Output, without alteration, the first line of the entries and each line after it, stopping with the line that contains "into DDOS territory".

|---|

Issue #1981, opened 2020-11-19
Annotation PUT call needs to stop retrying at certain point


tihuan:
Context:
Currently FE keeps retrying a failed annotation PUT request **indefinitely**, but we need to stop retrying at some point, otherwise it will be DDOS on our servers

What:

1. Retry 3 times with exponential backoff (pick a reasonable cool down initial value please! Like 5 seconds or something)

1. Note that after retrying three times, we'll stop retrying. But if the user makes another annotation change, it should send another request + 3 retries too. This means that we'll need a mechanism to manage retry vs. new request. E.g., while retrying, a new annotation change comes in, then we should abort the current retry and start a new request + retry cycle

tihuan:
@maniarathi @signechambers1 PTAL! Not sure when we wanna pull this in, but just wanted to let you know the ticket is here lol Thank you!

seve:
Closing this issue as a "will not fix".

* Because the FE tick only PUTs when user anno updates or the previous PUT fails this isn't a major load, unless the backend is unhealthy in which we make the attempt at every tick.  In the case that the backend **is** unhealthy, this is just an attempt at resolving backend bugs with a frontend fix.

* Adding a constant exp. backoff will lead to FE clients getting in sync via the load balancer which would only compound the issue.

* Holding off PUT's for too long increases the chance of having the unwanted state of sitting on unsaved user edits, increasing the chance that we lose that data

* Our system and user size won't cause these retries to expand into DDOS territory

* The proposed solution in #2001 introduces race conditions where out of date in-flight PUT's may be handled after more recent edits. Corrupting and overriding recent user edits.

PR #2001, opened 2020-12-11
add exponential backoff to annotation put fetches

seve:
This PR creates and uses a fetch utility to help backoff repetitive fetches by collapsing fetches into a single promise which will resolve immediately on a response with an ok status or retry with exponential delay until the max retry amounts is hit, rejecting with an error or resolving non-ok response.

Also surfaced if a save is in progress

---

Hosted QA steps:

* Navigate to dataset with experimental mode enabled
* Make successful annotation change to check that there is no change in default functionality
* Make unsuccessful annotation change and watch network activity in Chrome DevTools tab
  * This can be done by intercepting response manually, with requestly, or just disconnecting from internet

CLI QA Steps:

* Same as above, but you can change the API url in `src/actions/annotation.js:363` instead of doing interception
---
#1981

### DIFF
--- a/client/src/actions/annotation.js
+++ b/client/src/actions/annotation.js
@@ -358,6 +358,7 @@ export const saveObsAnnotationsAction = () => async (dispatch, getState) => {
       ? `?annotation-collection-name=${encodeURIComponent(dataCollectionName)}`
       : "";
   const { response, inProgress, error } = exponentialBackoffFetch(
+    annoMatrix,
     `${globals.API.prefix}${globals.API.version}annotations/obs${queryString}`,
     {
       method: "PUT",
--- a/client/src/actions/annotation.js
+++ b/client/src/actions/annotation.js
@@ -325,15 +325,12 @@ export const saveObsAnnotationsAction = () => async (dispatch, getState) => {
   const state = getState();
   const { annotations, autosave } = state;
   const { dataCollectionNameIsReadOnly, dataCollectionName } = annotations;
-  const {
-    lastSavedAnnoMatrix,
-    saveInProgress,
-    exponentialBackoffFetch,
-  } = autosave;
+  const { lastSavedAnnoMatrix, exponentialBackoffFetch } = autosave;
 
   const annoMatrix = state.annoMatrix.base();
 
-  if (saveInProgress || annoMatrix === lastSavedAnnoMatrix) return;
+  if (annoMatrix === lastSavedAnnoMatrix) return;
+
   if (!needToSaveObsAnnotations(annoMatrix, lastSavedAnnoMatrix)) {
     dispatch({
       type: "writable obs annotations - save complete",
@@ -357,6 +354,7 @@ export const saveObsAnnotationsAction = () => async (dispatch, getState) => {
     !dataCollectionNameIsReadOnly && !!dataCollectionName
       ? `?annotation-collection-name=${encodeURIComponent(dataCollectionName)}`
       : "";
+
   try {
     const response = await exponentialBackoffFetch(
       annoMatrix,
@@ -368,8 +366,13 @@ export const saveObsAnnotationsAction = () => async (dispatch, getState) => {
           "Content-Type": "application/octet-stream",
         }),
         credentials: "include",
-      }
+      },
+      // DEBUG
+      // DEBUG
+      // DEBUG
+      Math.floor(Math.random() * 100)
     );
+
     if (response.ok) {
       dispatch({
         type: "writable obs annotations - save complete",
--- a/client/src/actions/annotation.js
+++ b/client/src/actions/annotation.js
@@ -325,7 +325,11 @@ export const saveObsAnnotationsAction = () => async (dispatch, getState) => {
   const state = getState();
   const { annotations, autosave } = state;
   const { dataCollectionNameIsReadOnly, dataCollectionName } = annotations;
-  const { lastSavedAnnoMatrix, saveInProgress } = autosave;
+  const {
+    lastSavedAnnoMatrix,
+    saveInProgress,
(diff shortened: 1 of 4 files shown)


client/src/util/exponentialBackoffFetch.js
```diff
@@ -0,0 +1,68 @@
...
+              // Some non 2xx response code
+              promiseExecuter(resolve, reject);
+            }
+          } catch (e) {
+            // Fetch API error
+            error = e;
+            if (retryCount - 1 === retryTimes) reject(error);
+            promiseExecuter(resolve, reject);
+          }
+          // delay amount (3.5, 17.5, 87.5, 437.5 seconds)
```
tihuan, line 50: if we default to retry 3 times, then is it just `0, 3.5, 17.5, and 87.5`?

client/src/util/exponentialBackoffFetch.js
```diff
@@ -0,0 +1,68 @@
...
+        }, 700 * 5 ** (retryCount - 1));
+      }
+    };
+    return new Promise(promiseExecuter);
```
tihuan, line 54: since `async () => {}` already returns a promise, maybe we don't need `new Promise()`?

either `return response` or `throw error` should resolve/reject the async function's promise!

client/src/util/exponentialBackoffFetch.js
seve: Yep! I forget why I originally gave four examples, but I left the last one in since the retry amount is tweakable

client/src/util/exponentialBackoffFetch.js
seve: We need to inspect the response before we hand it back to the user. If response is not OK, we need to fetch again.  In the fetch API a response is a fulfilled promise regardless of the response code, but not to our expBackoffFetch API (non 2xx code only fulfills the promise once we expended all attemps)

client/src/util/exponentialBackoffFetch.js
```diff
@@ -0,0 +1,68 @@
...
+  let response = null;
+  let error = null;
+  let promise = null;
+
+  // This will only be called by itself or when we've seen a new matrix
+  const backoffFetch = (fetchArgs) => {
+    const promiseExecuter = (resolve, reject) => {
+      retryCount += 1;
+      // We don't want to timeout our first request
+      if (retryCount === 1) {
```
tihuan, line 13: is there a way to remove a conditional block for `retryCount === 1` and streamline the exponential backoff?

Something like: 

setTimeout(() => {}, retryCount * 700 * 5 ** retryCount)

So we get:
`retryCount === 0: 0`
`retryCount === 1: 3500`
`retryCount === 2: 35000`
`retryCount === 3: 262500`

Just trying to see if we could streamline the code XD Thank you!

seve: `setTimeout( ___, 0)` will still timeout the function until the call stack empties, didn't want to add a perf dip in immediately successful requests

seve: https://flaviocopes.com/javascript-event-loop/

client/src/util/exponentialBackoffFetch.js
tihuan: Ahh yeah, you're right! We can't avoid `new Promise`, since we need to inspect `response.ok` and `fetch()` happens in `setTimeout()`

PTAL this PR! https://github.com/chanzuckerberg/cellxgene/pull/2003#pullrequestreview-551089371

Thank you!

client/src/util/exponentialBackoffFetch.js
tihuan: That makes sense! Thanks!

client/src/util/exponentialBackoffFetch.js
tihuan: ah I was thinking right after `backoffFetch(fetchArgs)` is synchronously executed, the `setTimeout(() => {}, 0)` callback function will be the next task in the stack, so there shouldn't be any other synchronous calls in the stack?

Screen Shot 2020-12-13 at 11 36 29 PM

seve: Just seeing this now.  I might be wrong but isn't the status of the call stack at the time which the timeout added to the stack pretty indeterminate? We have a few ticks going off in the background like manual GC, WebGL re-renders and other user interactions.  I ended up pulling the timeout cb into its own function and then just using it in multiple places, that way its still performant while keeping it readable and DRY

client/src/actions/annotation.js
```diff
@@ -365,18 +366,23 @@ export const saveObsAnnotationsAction = () => async (dispatch, getState) => {
           "Content-Type": "application/octet-stream",
         }),
         credentials: "include",
-      }
+      },
+      // DEBUG
```
bkmartinjr, line 370: cleanup debug code pls.

client/src/util/exponentialBackoffFetch.js
```diff
@@ -0,0 +1,70 @@
...
+
+      function delayFetch() {
+        if (retryCount === 0) {
+          fetchAndHandle();
+          // delay amount (3.5, 17.5, 87.5, 437.5 seconds)
+        } else timeoutId = setTimeout(fetchAndHandle, 700 * 5 ** retryCount);
+      }
+      async function fetchAndHandle() {
+        try {
+          promise.response = await mockFetch(...fetchArgs);
```
bkmartinjr, line 38: debug cleanup needed?

seve:
https://github.com/chanzuckerberg/cellxgene/issues/1981#issuecomment-745534538

Closing as #1981 is closed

|---|

> [Answer to the exercise]:
Issue #1981, opened 2020-11-19
Annotation PUT call needs to stop retrying at certain point


tihuan:
Context:
Currently FE keeps retrying a failed annotation PUT request **indefinitely**, but we need to stop retrying at some point, otherwise it will be DDOS on our servers

What:

1. Retry 3 times with exponential backoff (pick a reasonable cool down initial value please! Like 5 seconds or something)

1. Note that after retrying three times, we'll stop retrying. But if the user makes another annotation change, it should send another request + 3 retries too. This means that we'll need a mechanism to manage retry vs. new request. E.g., while retrying, a new annotation change comes in, then we should abort the current retry and start a new request + retry cycle

tihuan:
@maniarathi @signechambers1 PTAL! Not sure when we wanna pull this in, but just wanted to let you know the ticket is here lol Thank you!

seve:
Closing this issue as a "will not fix".

* Because the FE tick only PUTs when user anno updates or the previous PUT fails this isn't a major load, unless the backend is unhealthy in which we make the attempt at every tick.  In the case that the backend **is** unhealthy, this is just an attempt at resolving backend bugs with a frontend fix.

* Adding a constant exp. backoff will lead to FE clients getting in sync via the load balancer which would only compound the issue.

* Holding off PUT's for too long increases the chance of having the unwanted state of sitting on unsaved user edits, increasing the chance that we lose that data

* Our system and user size won't cause these retries to expand into DDOS territory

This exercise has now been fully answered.